(Data items)

.....

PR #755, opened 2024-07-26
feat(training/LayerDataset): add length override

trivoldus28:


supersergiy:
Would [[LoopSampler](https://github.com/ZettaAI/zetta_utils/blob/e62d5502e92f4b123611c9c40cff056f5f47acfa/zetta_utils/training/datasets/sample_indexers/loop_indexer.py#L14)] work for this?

.....

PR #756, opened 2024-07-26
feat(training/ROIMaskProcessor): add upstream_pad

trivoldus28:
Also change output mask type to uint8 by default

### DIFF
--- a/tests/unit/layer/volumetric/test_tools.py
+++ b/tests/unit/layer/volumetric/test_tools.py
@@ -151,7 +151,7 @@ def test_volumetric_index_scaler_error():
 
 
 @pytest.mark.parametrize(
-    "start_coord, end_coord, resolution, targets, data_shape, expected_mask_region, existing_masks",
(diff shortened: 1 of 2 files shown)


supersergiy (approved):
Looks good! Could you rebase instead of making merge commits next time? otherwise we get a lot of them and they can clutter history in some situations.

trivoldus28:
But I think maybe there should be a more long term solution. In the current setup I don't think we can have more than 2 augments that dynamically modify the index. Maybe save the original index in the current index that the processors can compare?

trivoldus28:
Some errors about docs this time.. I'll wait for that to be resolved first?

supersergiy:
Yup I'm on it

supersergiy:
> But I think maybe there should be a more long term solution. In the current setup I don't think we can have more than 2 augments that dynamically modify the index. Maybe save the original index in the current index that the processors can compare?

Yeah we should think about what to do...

.....

Each line of the entries above that contains "unit" is to be copied.

● **YOUR SOLUTION**:
--- a/tests/unit/layer/volumetric/test_tools.py
+++ b/tests/unit/layer/volumetric/test_tools.py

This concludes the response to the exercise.